Danke für eure bemühungen.
Gruß Id


----------



## Slizzzer (11. September 2006)

Hi!

Schonmal die "letzte funktionierende Version" getestet?
Wenn das nicht geht, evtl. mal die Speicher-Riegel einzeln verwenden, sofern er mehrere im Rechner hat. Könnte ein defekter Speicher sein.


----------



## Identität (12. September 2006)

Ok danke, ich habe schon gedacht das niemand helfen kann. Ich bin heute Abend da dann werde ich das ausprobieren. 

Anbei noch ein Bild, vielleicht wirds ein bisschen klarer, er startet nach einer Sekunde aber neu!


----------



## xChronoX (13. September 2006)

Hi,

also nach meiner Anischt, und nach dem Betrachten des BlueScreen´s könnten Treiber Probleme bereiten, wie z.B. das sie Fehlerhaft sind, oder Konflikte im System verursachen.

Man sollte mal den Abgesicherten Modus starten und schauen, woran es liegt?

Wenn irgendwelche Treiber installiert wurden sind, könnte man Testweise diese auch deinstalliere.

Also das sind meine Vorschläge, wonach ich erstmal suchen würde.

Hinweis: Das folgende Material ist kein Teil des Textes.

Issue #1560, opened 2022-03-01
Upgrade cmd for v2


J-Thompson12:
There are some issues that need to be figured out for upgrade to work in v2. Currently upgrade does a few things:
- Checks for a secret the user has added to say they can use enterprise.
- Adds a weave gitops enterprise helm chart
- Deletes the existing weave gitops core crd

Oder halt die Speichermodule.....


MfG

xchronox


----------



## ph0en1xs (21. September 2006)

Gabs scho woanders,deshalb hier mein Post aus dem anderen Threat:

AW: Reboot nach Startoption (Windows)
Also da kann es ne Menge Ursachen geben!

Ist der Rechner übertaktet
Wurde neue Hardware (richtig) installiert!?
Ist das BIOS auf dem neuesten Stand und richtig eingestellt!?
Sind überhaupt alle Treiber auf dem neuesten Stand

Also kenne das Prob auch von meinem PC.Aber bei mir liegts an der Übertaktung.Muss dann immer mal das BIOS auf Standartwerte setzen und dann mal wieder neu einstellen.
Versuch das mal.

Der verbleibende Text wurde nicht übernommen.